Resource Sheet 5

Arguments for and against women’s suffrage

GENTLEMEN—
I beg to inform you that I pay the Land Tax under protest—I object to being taxed whilst I have no vote. Men are not taxed without representation, why then should Women be so unjustly taxed, seeing that they are in need of the protection of a vote far more than men?

Extract from a letter to the Commissioners for Taxation NSW, Rose Scott Papers, Mitchell Library, State Library of New South Wales.

Who ordained that men only should make the laws to which both men and women have to conform? Why should half of the world govern the other half?

Louisa Lawson, cited in Audrey Oldfield, Australian Women and the Vote, Cambridge University Press, Melbourne, 1994.

The suggestion that women are equal to men is absurd. They are as inferior mentally as well as physically.

The Worker, New South Wales, 16 May 1896.

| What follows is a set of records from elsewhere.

PR #1647, opened 2024-12-30
Remove copy from hsMatrix2SIMD in Metal renderer

colincornaby:
hsMatrix2SIMD used to do a transpose of the input hsMatrix - but shaders and code were rewritten to make this unnecessary. hsMatrix2SIMD still does a vestigial memory copy. This commit removes that memory copy.

This changes the meaning of hsMatrix2SIMD - so functions that need to make a copy now do so manually. Otherwise a direct cast is made. hsMatrix2SIMD has also been made constexpr.

This should result in a small (~1%) performance improvement in the Metal renderer main loop.

### DIFF
--- a/Sources/Plasma/FeatureLib/pfMetalPipeline/plMetalDevice.h
+++ b/Sources/Plasma/FeatureLib/pfMetalPipeline/plMetalDevice.h
@@ -65,8 +65,11 @@ class plCubicEnvironmap;
 class plLayerInterface;
 class plMetalPipelineState;
 
-// NOTE: Results of this will be row major
-matrix_float4x4* hsMatrix2SIMD(const hsMatrix44& src, matrix_float4x4* dst);
+inline const matrix_float4x4& hsMatrix2SIMD(const hsMatrix44& src)
+{
+    // reinterpret_cast not allowed in constexpr
+    return *reinterpret_cast<const simd_float4x4* >(src.fMap);
+}
 
 class plMetalDevice
 {
--- a/Sources/Plasma/FeatureLib/pfMetalPipeline/plMetalPipeline.cpp
+++ b/Sources/Plasma/FeatureLib/pfMetalPipeline/plMetalPipeline.cpp
@@ -1147,9 +1147,8 @@ void plMetalPipeline::ISetupTransforms(plDrawableSpans* drawable, const plSpan& 
     }
 
     if (span.fNumMatrices == 2) {
-        matrix_float4x4 mat;
-        hsMatrix2SIMD(drawable->GetPaletteMatrix(span.fBaseMatrix + 1), &mat);
-        fDevice.CurrentRenderCommandEncoder()->setVertexBytes(&mat, sizeof(matrix_float4x4), VertexShaderArgumentBlendMatrix1);
+        const matrix_float4x4* mat = &hsMatrix2SIMD(drawable->GetPaletteMatrix(span.fBaseMatrix + 1));
+        fDevice.CurrentRenderCommandEncoder()->setVertexBytes(mat, sizeof(matrix_float4x4), VertexShaderArgumentBlendMatrix1);
     }
 
     fCurrentRenderPassUniforms->projectionMatrix = fDevice.fMatrixProj;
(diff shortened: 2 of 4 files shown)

How can you give women equal political rights with men, and, at the same time, preserve the unity of the home as we have known it? If you tell me the wife is to exercise her intelligence and independence as a voter, then you cannot have the unity of the home. If you tell me she will not thwart her husband, then I say the whole thing is a make-believe. It would be sad and strange if a woman, having given everything else to a man—having merged her life in his—could not trust him to express her political views, which, after all, is only a small part of social life.

Speech by Mr Henry Wrixon in the Victorian Parliament, 1898 cited in John Hirst, The Sentimental Nation. The making of the Australian Commonwealth, Oxford University Press, 2000.

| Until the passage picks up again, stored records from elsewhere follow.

PR #1651, opened 2025-01-20
Add some RAII helpers for profiling.

Hoikas:
This adds some RAII helpers for guarded versions of the common `plProfile` operations. A few uses have been ported over to demonstrate the improvement.


dpogue (approved):
Looks good to me

PR #1653, opened 2025-01-25
Support Mouse Scrolling in GUIs

dpogue:
This is a most of the work to get scrolling with the mouse wheel working in GUIs. This should address concerns about not being able to scroll in KI Mail items after the change to being readonly due to clickable links. This also allows mouse scrolling in the KI chat display, which feels about 20 years overdue.

- [x] Plumb scroll events through pfGameGUIMgr and pfGUIControlMod
- [x] Support wheel-based scrolling in pfGUIMultiLineEditCtrl
- [x] Support wheel-based scrolling in pfGUIListBoxMod
- [x] Figure out a way to stop the camera zooming on scroll when we're on a GUI

That last point involves some indirection by using the Avatar or Scene input interface to grab the mouse wheel events and forward them as control events to the camera brain. Using the input interface to do this means that the GUI input interface consumes those events before they pass down to the more general interfaces.

Note that the big KI view with folders for each Age is not actually a list box, and all the scrolling there is faked in Python, so mouse scrolling does not work to scroll the list there.


dpogue:
This should be good to go. It works for scrolling in the KI chat area, the KI Age player list, and within KI journal notes.

Sources/Plasma/FeatureLib/pfGameGUIMgr/pfGUIMultiLineEditCtrl.cpp
```diff
@@ -1046,6 +1046,28 @@ void    pfGUIMultiLineEditCtrl::HandleMouseHover(hsPoint3& mousePt, uint8_t modi
...
+    if (IHandleMouse(mousePt)) {
+        deltaAccum += wheelAmount;
+        if (fabs(deltaAccum) >= 120.f) {
+            int32_t delta = -1 * int32_t(deltaAccum / 120.f);
+            SetScrollPosition(GetScrollPosition() + delta);
+
+            deltaAccum += (delta * 120.f);
+        }
+    }
+}
```
Hoikas, line 1069: It feels like the wheel delta accumulation should be handled before we get to the individual GUI controls. AFAIK, we don't really support partial scrolling anywhere, so it might be worth accumulating and sending out whole lines either in the input manager or the GUI manager... or perhaps having wheel accumulation being something in the base `pfGUIControlMod` class. Otherwise, we get duplicated accumulation code and interesting semantics where the different controls in the same type knowing about each others' wheel accumulation but different control types do not. That might make for some interesting behavior.

Sources/Plasma/FeatureLib/pfGameGUIMgr/pfGUIListBoxMod.cpp
```diff
@@ -775,6 +775,25 @@ void    pfGUIListBoxMod::HandleMouseDblClick( hsPoint3 &mousePt, uint8_t modifie
...
+//// HandleMouseWheel /////////////////////////////////////////////////////////
+
+void pfGUIListBoxMod::HandleMouseWheel(hsPoint3& mousePt, uint8_t modifiers)
+{
+    static float deltaAccum = 0.f;
+
+    deltaAccum += mousePt.fZ;
+
+    // Set the Z-component to 0 for the bounds test
+    mousePt.fZ = 0;
```
Hoikas, line 787: I don't see any bounds testing here...

Hoikas (commented):
Great job getting this figured out!

Sources/Plasma/FeatureLib/pfGameGUIMgr/pfGUIMultiLineEditCtrl.cpp
dpogue: Putting this in the GameGUIMgr might make sense.

Do you think the mousePt Z should contain the pre-divided delta (i.e., how many lines to scroll) or just the accumulated delta and let each control figure that out?

Hoikas: That's a good question. I think both of those would be valid approaches, but I have a slight preference for sending the accumulated delta.

Sources/Plasma/FeatureLib/pfGameGUIMgr/pfGUIMultiLineEditCtrl.cpp
```diff
@@ -1046,6 +1046,21 @@ void    pfGUIMultiLineEditCtrl::HandleMouseHover(hsPoint3& mousePt, uint8_t modi
...
 }
 
+//// HandleMouseWheel /////////////////////////////////////////////////////////
+
+void pfGUIMultiLineEditCtrl::HandleMouseWheel(hsPoint3& mousePt, uint8_t modifiers)
+{
+    float wheelAmount = mousePt.fZ;
+
+    // Set the Z-component to 0 for the bounds test
+    mousePt.fZ = 0;
```
Hoikas, line 1056:
```suggestion
    mousePt.fZ = 0.f;
```

Sources/Plasma/FeatureLib/pfGameGUIMgr/pfGameGUIMgr.cpp
```diff
@@ -738,34 +740,39 @@ bool    pfGameUIInputInterface::InterpretInputEvent( plInputEventMsg *pMsg )
...
             if ((handled) || (fButtonState & kLeftButtonDown)) // even if we didn't handle the mouse up, if we think the button is still down, we should clear our flag
                 fButtonState &= ~kLeftButtonDown;
         }
-        else if( pMouseMsg->GetButton() == kLeftButtonDblClk )
-            handled = fGUIManager->IHandleMouse( pfGameGUIMgr::kMouseDblClick, pMouseMsg->GetXPos(), pMouseMsg->GetYPos(), fModifiers, &fCurrentCursor );
-        else if( fButtonState & kLeftButtonDown )
-            handled = fGUIManager->IHandleMouse( pfGameGUIMgr::kMouseDrag, pMouseMsg->GetXPos(), pMouseMsg->GetYPos(), fModifiers, &fCurrentCursor );
+        else if (pMouseMsg->GetButton() == kLeftButtonDblClk)
+            handled = fGUIManager->IHandleMouse(pfGameGUIMgr::kMouseDblClick, pMouseMsg->GetXPos(), pMouseMsg->GetYPos(), 0.f, fModifiers, &fCurrentCursor);
+        else if (pMouseMsg->GetButton() == kWheelPos || pMouseMsg->GetButton() == kWheelNeg) {
```
Hoikas, line 757: Since this branch has a curly brace, we should give each branch of this if/else a curly brace.

Hoikas (commented):
Just two minor nitpicks

Hoikas:
This looks good from a CR standpoint. However, in my play testing, the mouse wheel is now very reluctant to zoom the camera compared to master 😢

dpogue:
> However, in my play testing, the mouse wheel is now very reluctant to zoom the camera compared to master 😢

It should zoom as it did previously, provided your cursor is not overtop of a scrollable GUI element (and unfortunately the chat element spans most of the upper portion of the screen).

Are you seeing dead spots like that, or a change in how the scrolling is behaving with the cursor in the middle of the screen?

Hoikas:
With the mini KI closed, moving the wheel is barely causing any zoom at all. I have to go around multiple times to get anything to happen. If I revert back to master, it's very smooth.

dpogue:
hmm, it seems a bit slow to zoom on the first scroll for me, but fine after that.
I think what might be happening is that we consume the first scroll wheel event to set the B_CAMERA_ADJUST_OFFSET control event flag, and then the camera doesn't start handling wheel events until after that. I had hoped to avoid needing to do bigger changes and actually read the percentage out of the control event, but maybe that's necessary 😕

Hoikas:
> Or maybe we're being too aggressive in clearing the scrolling event flag, so it's going on and off and causing events to be missed by the camera? The issue is that we don't really have a "button up" event for scrolling, which means there's no obvious signal for when to clear the flag

That seems like the problem. I deleted the two lines that clear the scrolling flag, and the problem went away.

Sources/Plasma/PubUtilLib/plInputCore/plAvatarInputInterface.cpp
```diff
@@ -916,6 +929,8 @@ bool plAvatarInputInterface::InterpretInputEvent( plInputEventMsg *pMsg )
                         continue;
                     if (mouseInfo->fControlFlags & kControlFlagMiddleButtonUp && !(pMouseMsg->GetButton() == kMiddleButtonUp))
                         continue;
+                    if (mouseInfo->fControlFlags & kControlFlagWheel && !(pMouseMsg->GetButton() == kWheelPos | pMouseMsg->GetButton() == kWheelNeg))
```
Hoikas, line 932: MSVC is warning about this. Did you mean:
```suggestion
                    if (mouseInfo->fControlFlags & kControlFlagWheel && !(pMouseMsg->GetButton() == kWheelPos || pMouseMsg->GetButton() == kWheelNeg))
```

dpogue:
> I deleted the two lines that clear the scrolling flag, and the problem went away.

hmmm, presumably we do need to clear these at some point though, and it's not clear where to do that :\

dpogue:
Current thought is maybe to store the timestamp of the last mouse msg with a wheel type, and on the next mouse msg without a wheel type after [TBD] period of time, clear the wheel flags.

Hoikas:
More experimenting... Removing the `HasMovementFlag(B_CAMERA_ADJUST_OFFSET)` check from `plCameraBrain1_Avatar` also fixes the problem.

dpogue:
The `HasMovementFlag(B_CAMERA_ADJUST_OFFSET)` bit was added because otherwise your camera goes zooming in and out while scrolling in the KI chat, because it subscribes directly to the mouse messages rather than going through the input interfaces where the GUI can claim and stop those messages from further processing by later interfaces.

Hoikas:
Yeah, I noticed that. It's looking to me like the camera brain is going to
need to act on the control message instead of the mouse message.

dpogue:
I hooked it up to the ControlEventMsg and it seems to work better in my testing, but your scrolling seemed more sensitive so it would be good for you to confirm that it's working smoothly

TheScarFr:
Would it be possible to use the mouse wheel to turn the book pages?
It would be great for the Relto book...

Hoikas (approved):
This works a lot better in game, and it looks like control event messages will pass through to the base class `plCameraBrain1` correctly, so I would say this is good to go.

dpogue:
> Would it be possible to use the mouse wheel to turn the book pages?

This PR doesn't support that, because the books are like the big KI folder lists where all the scrolling is faked with Python. To support mouse scrolling there, we would need to expose the wheel events to Python and update the Python scripts to handle them.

1st – Because it is their right.
2nd – because I feel assured they will use the privilege wisely and well.
3rd – Because they so intensely desire it.
They will use their power to advance public morality, to protect woman’s kingdom – Home, to shield the weak, to denounce the wrong, and in every way uplift and enoble the individual and the nation. They desire it because they are part of the nation, bound by its laws, taxed by its Government, responsible for its welfare. Allowed to share the burdens, yet not allowed the one privilege of voting. They desire it now because they are powerless to protect their homes or children with the vote they would have a voice in making laws for their own and their family’s defence. They desire it because it will place them where God placed them – side by side with woman’s noble partner, man. A help-meet indeed.

Mrs Harrison Lee, Alliance Record, 11 July 1891.

…having more than they can do well in all that appropriately belongs to them, to add evil and political duties of men, would be unjust and oppressive.

Victorian Express, 6 August 1870.

If we gave women the vote, the result would be that women would give more attention to politics and political questions, and less attention to their social duties and the comforts of their homes.

John Forrest, Premier, Western Australia, 1899.

Nineteenth century civilisation has accorded to women the same political status as to the idiot and the criminal. Such is the basis of our reverence for the person of women and of our estimate of her work.

Mary Lee, Letter to women, South Australia Register, 21 March 1890.

Just out of reach

A cartoon drawn by BE Minns, State Library of New South Wales.

BE Minns, State Library of New South Wales.

Here, you man! Where’s that vote you promised Me?

Cartoon from The Worker, Queensland, 17 November 1900

The Worker, Queensland, 17 November 1900, Monte Scott, State Library of Queensland, 194027.